*** Opening Data section ***

PR #2464, opened 2026-04-22
Add rollback-on-failure for VM and VMSS creation

haagha:
## Summary

When VM or VMSS provisioning fails partway through, orphaned network resources (NSG, VNet, Public IP, NIC) are now cleaned up automatically. Previously, failed creation attempts left these resources behind, causing cross-region mismatch errors on retry and requiring manual cleanup.

### New: `CreatedResourceTracker`
- Tracks resources created during multi-step operations
- Deletes tracked resources in reverse creation order on failure
- Best-effort rollback: logs errors, handles 404 (already deleted), does not mask the original exception

### Modified: `ComputeService.cs`
- **VM path**: `CreateOrGetNetworkResourcesAsync` now returns a `(ResourceIdentifier NicId, CreatedResourceTracker Tracker)` tuple, tracking newly created NSG, VNet, PIP, and NIC. `CreateVmAsync` wraps the VM PUT in try/catch that triggers rollback on failure.
- **VMSS path**: `CreateOrGetVmssNetworkResourcesAsync` similarly returns a tracker for the newly created VNet. `CreateVmssAsync` wraps the VMSS PUT with rollback.
- Pre-existing resources (found via GET) are **not** tracked or deleted during rollback.

### New: Unit Tests
- 8 tests for `CreatedResourceTracker`: tracking, reverse-order deletion, error continuation, 404 handling

## Rollback Behavior

| Scenario | Behavior |
|----------|----------|
| VM PUT fails, all network resources newly created | NSG, VNet, PIP, NIC deleted in reverse order |
| VM PUT fails, NSG/VNet pre-existing | Only PIP and NIC deleted |
| Network resource creation fails midway | Already-created resources rolled back |
| Rollback delete fails | Warning logged, continues deleting remaining resources |
| Resource already deleted (404) | Treated as success, logged at debug level |

## Testing

- All 8 `CreatedResourceTracker` unit tests pass
- 4 pre-existing test failures in `ExecuteAsync_ValidatesInputCorrectly` (confirmed on `upstream/main` — not caused by this PR)

## Invoking Livetests


jongio (commented):
Clean approach to tracking and rolling back orphaned network resources. The tracker class is well-isolated and the reverse-order deletion is the right call. Two things worth addressing before this leaves draft:

1. The try/catch in `CreateVmAsync` wraps `GetVmIpAddressesAsync` alongside the VM PUT. If the VM creates successfully but IP retrieval fails, rollback will try to delete the NIC the VM is actively using - that's worse than just surfacing the IP-read error. Same issue isn't present in the VMSS path (no equivalent post-creation read).

2. All rollback calls pass the original `cancellationToken`. If the caller cancelled the operation, every `DeleteAsync` in rollback will throw `OperationCanceledException` (caught as a generic warning), and no resources actually get cleaned up - the exact scenario this PR exists to fix.

tools/Azure.Mcp.Tools.Compute/src/Services/ComputeService.cs
```diff
@@ -201,33 +202,42 @@ public async Task<VmCreateResult> CreateVmAsync(
...
+                Location: createdVm.Data.Location.Name,
+                VmSize: createdVm.Data.HardwareProfile?.VmSize?.ToString(),
+                ProvisioningState: createdVm.Data.ProvisioningState,
+                OsType: effectiveOsType,
+                PublicIpAddress: publicIp,
+                PrivateIpAddress: privateIp,
+                Zones: createdVm.Data.Zones?.ToList(),
+                Tags: createdVm.Data.Tags as IReadOnlyDictionary<string, string>);
+        }
+        catch
```
jongio, line 229: This try/catch wraps both the VM PUT and `GetVmIpAddressesAsync`. If the VM creates successfully but the IP address read fails (transient network error, timeout), rollback deletes the NIC/PIP that the running VM depends on.

Consider narrowing the try to just the VM creation, then reading IPs outside it:

```csharp
VirtualMachineResource createdVm;
try
{
    var vmCollection = resourceGroupResource.GetVirtualMachines();
    var vmOperation = await vmCollection.CreateOrUpdateAsync(...);
    await WaitForLroCompletionAsync(vmOperation, cancellationToken);
    createdVm = vmOperation.Value;
}
catch
{
    _logger.LogWarning("VM creation failed...");
    await networkTracker.RollbackAsync(armClient, cancellationToken);
    throw;
}

var (publicIp, privateIp) = await GetVmIpAddressesAsync(...);
return new(...);
```

tools/Azure.Mcp.Tools.Compute/src/Services/CreatedResourceTracker.cs
```diff
@@ -0,0 +1,47 @@
...
+    /// Delete all tracked resources in reverse creation order.
+    /// Best-effort: logs errors but does not throw.
+    /// </summary>
+    public async Task RollbackAsync(ArmClient armClient, CancellationToken cancellationToken)
+    {
+        for (var i = _createdResources.Count - 1; i >= 0; i--)
+        {
+            var id = _createdResources[i];
+            try
+            {
```
jongio, line 74: If the original operation was cancelled, this `cancellationToken` is already in a cancelled state. Each `DeleteAsync` call will throw `OperationCanceledException`, get caught below as a generic warning, and nothing actually gets deleted.

Consider using `CancellationToken.None` here (or a fresh linked token with a timeout) so rollback can complete even when the caller cancelled:

```csharp
public async Task RollbackAsync(ArmClient armClient, CancellationToken cancellationToken = default)
```

haagha: added a fresh cancellation token

jongio (approved):
Addresses my previous feedback. Both the try/catch scoping in `CreateVmAsync` and the cancellation token handling in `RollbackAsync` look correct now. The 5-minute timeout for rollback cleanup is a reasonable bound. No new concerns.

tools/Azure.Mcp.Tools.Compute/src/Services/ComputeService.cs
haagha: moved the IP reads out of the try catch

jongio (approved):
Live test for the rollback path looks good. Uses a non-existent marketplace URN to force failure at the VM PUT step after network resources are provisioned, confirming the cleanup triggers correctly.

tools/Azure.Mcp.Tools.Compute/tests/Azure.Mcp.Tools.Compute.Tests/ComputeCommandTests.cs
```diff
@@ -308,6 +308,59 @@ public async Task Should_create_windows_vm_with_password_auth()
...
+        // originated from the VM PUT (RequestFailedException) — confirming the
+        // pipeline reached the VM-creation step *after* provisioning network resources,
+        // which is the path that triggers rollback.
+        var results = root.GetProperty("results");
+        var type = results.GetProperty("type").GetString();
+        Assert.Equal("RequestFailedException", type);
+
+        var innerMessage = results.GetProperty("message").GetString();
+        Assert.Contains("PlatformImageNotFound", innerMessage);
+    }
```
audreyttt, line 362: Does this actually test that the resources get deleted? Seems like it just checks that the error is thrown.

tools/Azure.Mcp.Tools.Compute/tests/Azure.Mcp.Tools.Compute.Tests/CreatedResourceTrackerTests.cs
```diff
@@ -0,0 +1,225 @@
...
+                        status: 400,
+                        message: "Nic reserved for another VM",
+                        errorCode: "NicReservedForAnotherVm",
+                        innerException: null);
+                }
+                return Substitute.For<ArmOperation>();
+            });
+        armClient.GetGenericResource(nicId).Returns(mockResource);
+
+        await tracker.RollbackAsync(armClient);
```
g2vinay, line 220: This test will take ~15 seconds in CI

RollbackAsync creates its own internal CancellationTokenSource and calls Task.Delay(delays[0], rollbackToken) = Task.Delay(TimeSpan.FromSeconds(15), ...). The test exercises this path with a real delay,  every CI run pays a 15-second tax on a single unit test.

The fix we can consider is inject delays via TimeProvider (available since .NET 8 / the Azure SDK baseline) or accept an IEnumerable<TimeSpan> delays parameter with a default:

```net
internal sealed class CreatedResourceTracker(ILogger logger, TimeProvider? timeProvider = null)
{
    private readonly TimeProvider _timeProvider = timeProvider ?? TimeProvider.System;
    // ...
    await Task.Delay(delays[attempt], _timeProvider, cancellationToken);
}
```

In the test, consider passing FakeTimeProvider (from Microsoft.Extensions.TimeProvider.Testing). This also unlocks the ability to test the full retry schedule without wall-clock delays.

tools/Azure.Mcp.Tools.Compute/src/Services/CreatedResourceTracker.cs
```diff
@@ -0,0 +1,116 @@
...
+                logger.LogWarning(ex, "Failed to roll back resource {ResourceId}. Manual cleanup required.", id);
+                return;
+            }
+        }
+    }
+
+    private static bool IsRetriableRollbackError(RequestFailedException ex) =>
+        ex.Status == 400 && ex.ErrorCode is
+            "NicReservedForAnotherVm" or
+            "InUseSubnetCannotBeDeleted" or
```
g2vinay, line 113: Should this include `InUsePublicIPAddressCannotBeDeleted` ?

The rollback order  NIC -> PIP -> VNet -> NSG. When the NIC delete LRO completes on the client side but Azure's control plane hasn't fully disassociated it yet, a PIP delete issued immediately after can return 400 InUsePublicIPAddressCannotBeDeleted.

jongio (approved):
Reviewed the new commits (background rollback, retry logic for NIC reservation conflicts, NIC GET-first pattern). Architecture looks solid - fire-and-forget for rollback is the right call given the NIC reservation hold time. Re-approving.

PR #2468, opened 2026-04-22
Propose fix for `Run unit tests` intermittent timeout

scbedd:
This looks sus on linux especially.


alzimmermsft (approved):

jongio (commented):
The fix matches the established pattern from `ServerStartCommandTests.cs` - `Kill(entireProcessTree: true)` to clean up child processes plus try/catch for the `HasExited`/`Kill()` race. Clean change.

One thing: `ConsolidatedModeTests.cs` has the same bare `process.Kill()` at line 77 and could hit the same intermittent timeout. `TestProxy.cs` (line 465) has a similar pattern too. Worth a follow-up to align them.

PR #2481, opened 2026-04-23
Fix CODEOWNERS typo: kenchennt → chenkennt

diberry:
The SignalR tools section references @kenchennt but the correct GitHub handle for Ken Chen is @chenkennt (verified via OSPO portal).


jongio (approved):
Confirmed `@chenkennt` is the right handle (Ken Chen) and `@kenchennt` doesn't exist (404). The two failing CI checks (Build Analyze, Build linux_arm64) aren't related to CODEOWNERS edits.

*** Closing Data section ***

The word to find is "await". Copy every line of the records that holds it.

    var vmOperation = await vmCollection.CreateOrUpdateAsync(...);
    await WaitForLroCompletionAsync(vmOperation, cancellationToken);
    await networkTracker.RollbackAsync(armClient, cancellationToken);
var (publicIp, privateIp) = await GetVmIpAddressesAsync(...);
+        await tracker.RollbackAsync(armClient);
    await Task.Delay(delays[attempt], _timeProvider, cancellationToken);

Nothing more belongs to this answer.